如何在正则表达式匹配后使用正则表达式删除特定文本部分答案

【问题标题】：How to use regex to delete a specific section of text after a regex match如何在正则表达式匹配后使用正则表达式删除特定文本部分
【发布时间】：2023-03-23 21:46:01
【问题描述】：

（不，Python regex, how to delete all matches from a string 不能解决我的问题）

假设我有这个列表：

names = ['your name', 'the name', 'his name', 'her name', 'their name', 'employer name', "employer's name", "father's name",
        "mother's name", "maiden name", "son's name", "daughter's name", "brother's name", "sister's name"]

假设我有这段文字：

text = "What is your name?  Well,  uh it's John Smith.  Thanks for asking. Anyway, I'd doing well."
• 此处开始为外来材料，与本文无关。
PR #247, opened 2018-09-28
[IMP] report_qweb_element_page_visibility: Also be able to use the class in the report body

thomaspaulb:
Not only in header and footer of the report.

[subst is not called in body](https://github.com/OCA/OCB/blob/8.0/addons/report/models/report.py#L256)

### DIFF
--- a/report_qweb_element_page_visibility/views/layouts.xml
+++ b/report_qweb_element_page_visibility/views/layouts.xml
@@ -13,7 +13,7 @@
                             subst();
                         }
                         var vars = {};
-                        var x = document.location.search.substring(1).split('&amp;amp;');
+                        var x = document.location.search.substring(1).split('&amp;');
                         for (var i in x) {
                             var z = x[i].split('=', 2);
                             vars[z[0]] = unescape(z[1]);
@@ -38,8 +38,9 @@
                         };
                         for (var _class in operations) {
                             var y = document.getElementsByClassName(_class);
-                            for (var j=0; j&lt;y.length; ++j)
-                            operations[_class](y[j]);
+                            for (var j=0; j&lt;y.length; ++j) {
+                                operations[_class](y[j]);
+                            }
                         }
                     }
                 </script>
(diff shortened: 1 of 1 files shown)


thomaspaulb:
@hbrunn If you can, please review.

report_qweb_element_page_visibility/views/layouts.xml
```diff
@@ -1,48 +1,50 @@
...
+                <attribute name="onload">subst_wrapper();</attribute>
+            </xpath>
+            <xpath expr="//t[@t-if='subst is True']" position="after">
+                <script>
+                    function subst_wrapper() {
+                        if (typeof subst === "function") {
+                            subst();
+                        }
+                        var vars = {};
+                        var x = document.location.search.substring(1).split('&amp;amp;');
```
hbrunn: you can avoid this kind of stuff by wrapping all javascript code in a [CDATA](https://en.wikipedia.org/wiki/CDATA) section

hbrunn (approved):
refactoring looks good. But it seems I'm overlooking something, your PR title looks like you add functionality, but I don't see this?

report_qweb_element_page_visibility/views/layouts.xml
thomaspaulb: Unfortunately, that made "wkhtmltopdf" not recognize the Javascript function anymore and thus not calling it.

thomaspaulb:
@hbrunn The added functionality is that "subst_wrapper()" is called for header, body and footer, whereas the before modification of "subst()" was only called for header and footer. (Because the subst function is included in the HTML only when subst=True, and subst=False for body rendering, see also the code link referenced above).

hbrunn:
ah, thanks. Positive review stands

pedrobaeza:
Can you check Travis and runbot status?

thomaspaulb:
Rebased. Seems that Travis/runbot errors are not mine

silverf0x0:
@thomaspaulb Hi Thomas, I was looking for this kind of improvement, as I really need to show elements in the body report, rather then header and/or footer. I've tested your changes, but unfortunately it still show the element only in the header or in the footer.

silverf0x0:
@hbrunn You have given positive review to this commit, which means it works. Am I missing something to make it work in the body of my report?

Rad0van:
@thomaspaulb nice addition. Why didn't this go through? Is it worth adapting to 12.0/13.0? Thanx.

PR #248, opened 2018-10-08
[MIG] 12.0 report xlsx

ovnicraft:
TODO: 
* [x] refactor to be compatible with new action manager on v12
* [x] test module


ovnicraft:
Error on travis is not related to this.
Full log on runbot: https://runbot3.odoo-community.org/runbot/static/build/3341394-248-1e72f4/logs/job_20_test_all.txt

report_xlsx/static/src/js/report/qwebactionmanager.js
```diff
@@ -0,0 +1,47 @@
...
+// License AGPL-3.0 or later (https://www.gnuorg/licenses/agpl.html).
+odoo.define('report_xlsx.report', function(require){
+'use strict';
+
+var ActionManager= require('web.ActionManager');
+var crash_manager = require('web.crash_manager');
+var framework = require('web.framework');
+
+ActionManager.include({
+    ir_actions_report: function (action, options){
```
gdgellatly: Are we sure about this migration? AFAICT this function was completely refactored out.  There is no way this module should work straight from 11.0 to 12.0 without major changes here.  I would have thought at least intercepting _executeReportAction, and to do cleanly also _triggerDownload and _downloadReport rather than just contain the action in one monolithic function. 

But I wonder if we can't just intercept at _makeReportURLs and set an url there and then intercept again at _triggerDownload and pass to a custom _downloadXLSX function or something and ignore a lot of this.

pedrobaeza:
Alternative migration in #249

RickHunterEc:
> Alternative migration in #249

Hi @ovnicraft, please, can you check this branch for avoid duplicate effort. 

Thanks.

pedrobaeza:
@RickHunterEc take into account that this migration was before yours, so unless something dramatically, this one has priority.

report_xlsx/static/src/js/report/qwebactionmanager.js
ovnicraft: @gdgellatly Thanks for your review, so i will try to intercept `_makeReportURLs` and next functions at first try.

RickHunterEc:
For us is high priority. All reports and documents by four american countries localization in v 12 need this module. The module was tested with 90 reports and any problem found.

ovnicraft:
@rickHunterEc in your migration take in care @gdgellatly about _makeReportUrl ?

gdgellatly:
@ovnicraft @RickHunterEc the current action is a hangover from v10, since then Odoo has modularised a lot of the webclient especially the actionmanager.  So while a monolithic _executeReportAction will work, its not really the right way anymore.  So while @RickHunterEc  PR will work fine it isn't written in the way v12 web client is written. I haven't looked too closely but actually I think it is entirely feasible to not override _executeReportAction at all.  Just the make urls, maybe triggerDownload to call a downloadxlsx and then a small function to do just that base off downloadReport.  But we should use the first *report* PR to get things right as most of them modify actionmanager very similarly.

ovnicraft:
@gdgellatly i am working on considering the refactora on v12

ovnicraft:
@gdgellatly New ActionManager looks really good, so `_makeReportUrls` goes fine to add new type, `_triggerDownload()` has type arg and it allow to call custom XLSX :-) 

Let see tests and runbot

ovnicraft:
@gdgellatly just a Q: on controller, why goes directly on `report_routes()` and not on `report_download()` ?

ovnicraft:
@RickHunterEc Please test this with your reports to validate it

RickHunterEc:
> @RickHunterEc Please test this with your reports to validate it

Done and all Ok. Thanks for you help @ovnicraft . 
@elicoidal  and @gdgellatly, thanks for you reviews.
@pedrobaeza , close my PR.

ovnicraft:
@RickHunterEc thank you, waiting for another good review and merge 👍

ovnicraft:
@gdgellatly @elicoidal your help for review this

ovnicraft:
any updates here ?

gdgellatly (approved):
Static review of changes to actionmanager.  Comfortable with straight porting of rest.

ovnicraft:
@pedrobaeza possible merge this ?

report_xlsx/models/ir_report.py
```diff
@@ -0,0 +1,33 @@
...
+    report_type = fields.Selection(selection_add=[("xlsx", "XLSX")])
+
+    @api.model
+    def render_xlsx(self, docids, data):
+        report_model_name = 'report.%s' % self.report_name
+        report_model = self.env.get(report_model_name)
+        if report_model is None:
+            raise UserError(_('%s model was not found' % report_model_name))
+        return report_model.with_context({
+            'active_model': self.model
```
RickHunterEc: @ovnicraft , need add this:
'lang': self.env.user.partner_id.lang

RickHunterEc: @ovnicraft, please, can yo add this code:
```suggestion
            'active_model': self.model,
            'lang': self.env.user.partner_id.lang
```
because, translation report is wrong. Need pass language by context. Thanks.

gdgellatly: @RickHunterEc I am less than convinced by this.  lang is usually already set in context in UI or the caller may have specifically set context lang to something other than user lang (e.g. partner.lang in an email attachment). I believe the correct way to do this is 

`report_model.with_context(active_model=self.model)`

to stop the existing context from being overwritten.

ovnicraft: Yes, language its always on context.
Force the lang on user could break the normal use of this.

gdgellatly: @ovnicraft You will still need to make the change.

`with_context(dict())` sets a new context effectively removing lang from the dict..
`with_context(**kwargs)` updates current context so either pass the dict with ** or make the args active_model=self.model etc

ovnicraft: > @RickHunterEc I am less than convinced by this. lang is usually already set in context in UI or the caller may have specifically set context lang to something other than user lang (e.g. partner.lang in an email attachment). I believe the correct way to do this is
> 
> `report_model.with_context(active_model=self.model)`

This is already done.
> 
> to stop the existing context from being overwritten.

gdgellatly: weird, its still showing the old code when I look at the file.

ovnicraft: Check it https://github.com/ovnicraft/reporting-engine/blob/12.0-mig-report_xlsx/report_xlsx/models/ir_report.py#L20

gdgellatly: @ovnicraft It still shows the same using the dict constructor method instead of kwargs.  The dict constructor overwrites the entire context, keyword args updates the existing.  So using dict constructor as shown there, you effectively remove any context lang from the dict.

I had the same issue on base_report_to_printer.

RickHunterEc: @ovnicraft  and @gdgellatly , I agree with you.

ovnicraft: I'll fix it on this weekend

fmdl (approved):

pedrobaeza:
@gdgellatly do you confirm everything is OK?

report_xlsx/models/ir_report.py
anhvu-sg: Hello, is there any update about this task?

pedrobaeza:
I still don't see the final confirmation from @gdgellatly for merging.

gdgellatly:
@pedrobaeza It still requires fixing IMO. Otherwise any passed context will be lost.

pedrobaeza:
Perfect, that was what I'm afraid of. Maybe you can make a PR fixing this as @ovnicraft is not answering.

gdgellatly:
I cant this week. Away until 20th.

pedrobaeza:
OK, any of the other reviewers of this PR can superseed this PR for fixing the problem, or wait for the final solution by @ovnicraft or @gdgellatly .

report_xlsx/models/ir_report.py
ovnicraft: I recently push a commit with `dict()` as @gdgellatly recommended, BTW i am sure if this change fix problem so i am not passing active model, maybe i need call `with_context(active_model=self.model)` after `dict()` constructor call

report_xlsx/models/ir_report.py
```diff
@@ -0,0 +1,31 @@
...
+
+    report_type = fields.Selection(selection_add=[("xlsx", "XLSX")])
+
+    @api.model
+    def render_xlsx(self, docids, data):
+        report_model_name = 'report.%s' % self.report_name
+        report_model = self.env.get(report_model_name)
+        if report_model is None:
+            raise UserError(_('%s model was not found' % report_model_name))
+        return report_model.with_context(dict(active_model=self.model)).create_xlsx_report(docids, data)
```
gdgellatly: `report_model.with_context(dict(active_model=self.model))` -> `report_model.with_context(active_model=self.model)`

@ovnicraft this is the part I meant

ovnicraft: done

alexey-pelykh (changes requested):
@ovnicraft please fix the lint error
```
report_xlsx/models/ir_report.py:19:80: E501 line too long (98 > 79 characters)
```

alexey-pelykh (approved):

alexey-pelykh:
@ovnicraft also please:
 * split readme as per https://github.com/OCA/maintainer-tools/tree/master/template/module/readme
 * squash some migration-related commits where there's no sense of keeping changes separate

ovnicraft:
@alexey-pelykh i can split readme later by now and allow continue migrations for other i consider ready to merge.

alexey-pelykh:
But this is a requirement from https://github.com/OCA/maintainer-tools/wiki/Migration-to-version-12.0 and it takes like 5-10 minutes to do that

pedrobaeza:
I have squashed properly commit history and add the README by fragments. Waiting CIs for merging.

alexey-pelykh:
@pedrobaeza one last click left 👍

anhvu-sg:
Thanks all (Y)

PR #252, opened 2018-11-06
[ADD] Module report_controller

hmrodrigues:
Reimplemented the controller (pdf) report type, missing since Odoo 11.0
It duplicates some upstream code, since upstream has the base types hardcoded,
if the PR https://github.com/odoo/odoo/pull/28365 is merged and backported
into 12.0, we will need to refactor in order to remove the duplicated
code.

### DIFF
--- a/report_controller/README.rst
+++ b/report_controller/README.rst
@@ -1,0 +1,59 @@
+.. image:: https://img.shields.io/badge/licence-AGPL--3-blue.svg
+   :target: https://www.gnu.org/licenses/agpl-3.0-standalone.html
+   :alt: License: AGPL-3
+
+=====================
+Report Controller
+=====================
+
+This modules brings back the controller type for reports missing since Odoo 11.0
+
+
+Usage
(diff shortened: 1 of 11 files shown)


pedrobaeza:
I don't get the goal of this module. Why do you want to reimplement it? What do you gain with this? All of these questions should be included in the README.

hmrodrigues:
> I don't get the goal of this module. Why do you want to reimplement it? What do you gain with this? All of these questions should be included in the README.

Hello Pedro, the goal of this module is to print reports based on data from a external service.

For example, in Portugal, all customer invoices must be certified and the PDF must be printed by the certified software. Since only the product owners can certify their software, in Odoo case is Odoo SA, the certification software is usually external to Odoo, making the Odoo report legally invalid. To print the external PDF using the print menu, we could to call a controller to fetch the PDF from the external service.

pedrobaeza:
OK, thanks for the explanation.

如何使用正则表达式在文本中查找列表名称的每个元素，并将元素之后的文本块（例如，长度为 50）替换为“[name]”。所以我的输出是：

text = "What is your name [name] Anyway, I'd doing well."

到目前为止，我在下面有这段代码，但它只用“[name]”替换元素，而不是元素后面的实际文本。

def my_replace3(match):
    match = match.group()
    return " [name] "

def no_name(text):
    names = ['your name', 'the name', 'his name', 'her name', 'their name', 'employer name', "employer's name", "father's name",
        "mother's name", "maiden name", "son's name", "daughter's name", "brother's name", "sister's name"]
    regex = re.compile(r'\b(' + '|'.join(names) + r')\b', re.IGNORECASE)
    text = re.sub(regex, my_replace3, text)
    return text

我不是一个出色的正则表达式专家，因此非常感谢您的帮助。

【问题讨论】：

哦...哎呀，为什么会有反对票？我做错什么了吗？我尝试在 stackoverflow 上寻找解决方案，但找不到。
Python regex, how to delete all matches from a string的可能重复
使用regex = re.compile(r'\b(?:' + '|'.join(names) + r')\b.{0,50}', re.I | re.S)，然后使用text = re.sub(regex, '[name] ', text)，参见ideone.com/hyQxfM
@SudharsanaRajasekaran 他不想从字符串中删除匹配项，他想在匹配项之后删除文本。

标签： python regex python-3.x

【解决方案1】：

如果要在匹配后替换 50 个字符，请在正则表达式中添加 .{50}。

然后在替换字符串中使用反向引用将匹配的字符串复制到替换。

def no_name(text):
    names = ['your name', 'the name', 'his name', 'her name', 'their name', 'employer name', "employer's name", "father's name",
        "mother's name", "maiden name", "son's name", "daughter's name", "brother's name", "sister's name"]
    regex = re.compile(r'\b(' + '|'.join(map(re.escape, names)) + r')\b.{50}', re.IGNORECASE)
    text = re.sub(regex, r'\1 [name]', text)
    return text

在将应该完全匹配的字符串插入到正则表达式中时，您还应该使用re.escape()，以防其中任何一个包含正则表达式运算符。

【讨论】：

re.escape 在\b 字边界和OP 的names 的上下文中并不那么重要。如果搜索词的开头/结尾有特殊字符，使用re.escape是不够的。
{0,50} 表示最大为 50，{50} 表示正好为 50。如果匹配后的字符数少于 50，则应使用 {0,50}。
@WiktorStribiżew 好点，但在这种情况下，可能只是中间的特殊字符会成为问题。